• [Task to carry out]: Of the lines in the data below, write out exactly those from the one holding "I believe that" through the one holding "The actual change", both included.

[Items from a data source]
------------------------------

PR #1482, opened 2023-11-01
Use packet number instead of time sent to identify packets sent after recovery event

mb:
This doesn't change behavior, simplifies after_recovery_start check by removing the ambiguousness when the recovery packet was sent at the same time as some other packet.

Noticed while implementing #1465 that I would prefer using pn instead of time_stamp.


martinthomson (approved):
Same thing, right?

Is there any observable difference here? The packet number will be smaller, so this is an improvement, but I don’t see any real change as a result.

PR #1484, opened 2023-11-01
Add qlog traces to make debugging congestion controller easier

mb:
This are the log events I use to analyze the congestion controller. I have simply put print statements for my analysis, but I'd like to request qlogs with these events from other users reporting H3 upload speed issues. Therefore having them in tree with qlog would be good for me.

Depending how stable we need the qlog events to be, this might not be sufficient due to modifying existing qlog events to not have duplicate information. But if we're fine with changing the qlog output then this PR might already be good.


martinthomson (approved):
Please change the name of the pull request. “qlog” means something very specific and this is just improved debug logging.

mb:
The "q" prefix of the macro has been misleading me ^^

martinthomson:
I believe that our q prefix predates qlog.  We could rename it, I guess, but it seems like it wouldn't do that much good.

PR #1488, opened 2023-11-05
ACK immediately after an RTT

martinthomson:
This should improve loss recovery performance if we haven't been active for a short while.

The actual change is fairly trivial, but the tests needed to be tweaked in several ways to deal with a few places where we generated an immediate acknowledgment.

I also found a test where I couldn't work out why it ever passed before.  One of the migration tests was sending multiple packets without acknowledgment on a new path, which had the default RTT.  It was therefore pacing for the third packet.  I don't know how that ever passed.


KershawChang (approved):
Looks reasonable to me. Thanks!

------------------------------

• [Completed task]:
I believe that our q prefix predates qlog.  We could rename it, I guess, but it seems like it wouldn't do that much good.

PR #1488, opened 2023-11-05
ACK immediately after an RTT

martinthomson:
This should improve loss recovery performance if we haven't been active for a short while.

The actual change is fairly trivial, but the tests needed to be tweaked in several ways to deal with a few places where we generated an immediate acknowledgment.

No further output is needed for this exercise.